§ **Work order**
A line qualifies if it holds the string "that". Copy every qualifying line from the records.

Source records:
PR #345, opened 2025-08-27
Update triton to e44bd1c83c1c3e8deac7c4f02683cfb3cc395c8b

red1bluelost:
This updates to latest Triton main which should resolve the nightly build issues.

Primary changes:
* Change conversion of tts::MakeGatherScatterTensorPtrOp to insert identity cast so that DialectConversion does not ignore the type converted operand of the associated tts::LoadOp when supplying the op adaptor to the pattern.
* Move support of unsplat to the new dedicated operation since they do not do reduction anymore
* Add missing test figure to conftest
* Disable float annotation tests since bfloat16 and float16 are not supported in CPU backend
* Add missing link library to registering of passes
* Update construction of ValueRange{} which was causing compilation errors.
* Remove unused builder in TPtrOps since it caused linker errors.
* Remove bfloat16 and float16 from CPU backend since not testing is present. Better to crash during compilation than get runtime errors.
* Remove GPUDialect that is no longer present upstream

### DIFF
--- a/backend/driver.py
+++ b/backend/driver.py
@@ -54,6 +54,10 @@ def _ty_to_cpp(ty):
         "u16": "uint16_t",
         "u32": "uint32_t",
         "u64": "uint64_t",
+        # Proper support for bfloat16 and float16 is not yet handled.
+        # https://github.com/microsoft/triton-shared/issues/348
+        # "fp16": "TODO",
+        # "bf16": "TODO",
         "fp32": "float",
         "f32": "float",
         "fp64": "double",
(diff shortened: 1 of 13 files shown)


backend/driver.py
```diff
@@ -54,8 +54,6 @@ def _ty_to_cpp(ty):
         "u16": "uint16_t",
         "u32": "uint32_t",
         "u64": "uint64_t",
-        "fp16": "float",
```
lechenyu, line 57: Shall we just comment them and leave a Todo here? I am not sure whether we have any plan to fix it in the future.

lechenyu (commented):
This PR looks good to me overall. Just a few minor comments.

backend/driver.py
lechenyu: Has discussed this offline and will tackle it in the future.

lechenyu (approved):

§ **Answer to this exercise**
* Change conversion of tts::MakeGatherScatterTensorPtrOp to insert identity cast so that DialectConversion does not ignore the type converted operand of the associated tts::LoadOp when supplying the op adaptor to the pattern.
* Remove GPUDialect that is no longer present upstream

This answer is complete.